Closed danolson1 closed 4 years ago

danolson1 commented 4 years ago

Describe the bug When I run a model where all of the fluxes are constrained to be either positive or negative (i.e. bounds from -1000 to 0, or 0 to 1000, but not -1000 to 1000), the fluxes constrained to be negative show up as positive values.

To Reproduce Create a model and set some bounds to -1000 to 0, and some to 0 to 1000.

Expected behavior I would expect fluxes that are constrained to -1000 to 0 to have negative fluxes in the elementary mode solution. Note, if I set my flux bounds as -1000 to 1000, the fluxes have the correct signs.

Screenshots n/a

Additional context I'm using cobamp version 0.1.5. I'd be happy to share my Jupyter Notebook if you want to see how to reproduce it.

vvvieira commented 4 years ago

Hello @danolson1. Thanks for pointing this out.

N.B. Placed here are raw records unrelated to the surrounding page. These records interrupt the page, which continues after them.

PR #1613, opened 2024-01-05
fix: include a `.gitignore` file in the copied over template from `create-fuels`

### LINKED ISSUE #1612: Include a `.gitignore` file in the `create-fuels` template
As of now, the `create-fuels` CLI does not copy over a `.gitignore` file along with the rest of the template files, even though it is there in the source code for the template.

Dhaiwat10:
npm doesn't include `.gitignore` files in package binaries once published to npm. This is why the source code of our templates - once publishsed to npm - didn't have a .gitignore file with it.

To go around this, I have added an extra file called `gitignore` (without the . at the start) so that npm includes it in the bundle. This file is then renamed to `.gitignore` by the CLI tool when it extracts the template.

I have also kept the `.gitignore` since the template folder is built out during our monorepo's build and we want the resulting build artifacts ignored.

This is not the fanciest solution but it is the one I've seen most commonly used by scaffolding CLI projects, even by `create-next-app`.

Closes #1612


packages/create-fuels/src/cli.ts
```diff
@@ -64,6 +64,7 @@ export const runScaffoldCli = async (
   await mkdir(projectPath);
 
   await cp(join(__dirname, '../templates/nextjs'), projectPath, { recursive: true });
+  await rename(join(projectPath, 'gitignore'), join(projectPath, '.gitignore'));
```
arboleya, line 67: Did you consider keeping the previous filename and copy the file over?

```suggestion
  await cp(join(projectPath, '.gitignore'), join(projectPath, '.gitignore'));
```

Dhaiwat10: We cannot do that since this file will not be present in the bundle

Dhaiwat10: Only the `gitignore` (without the .) will be present

arboleya:
Looking good! It just needs to be against `master`.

I think this is a problem concerning the behaviour of the IrreversibleLinearSystem class. When the bounds are preprocessed, reactions with upper bound below 0 have their stoichiometric coefficients inversed. This results in the behaviour you have just specified (reactions carrying flux strictly in the backwards sense appear with positive flux).

You're right in saying this is indeed misleading. I will address this in the next release but I am 99.99% sure the results themselves can be trusted, as long as you either make all reactions reversible or with bounds such as 0-1000. Alternatively, you can also identify backwards irreversible reactions and flip the resulting fluxes.

Nevertheless, this will be changed in the future!

Please let me know if you have any further questions!

danolson1 commented 4 years ago

Thanks. Yeah, it's not a huge problem (since we know the correct flux direction, which was used as an input to change the reaction bounds), but simplifies the subsequent analysis.

I'm using this for the Metabolic Engineering course I'm teaching. I recently switched from Matlab to Python, so I also switched from using EFMtool to cobamp. So far it works great. Thanks for making the library.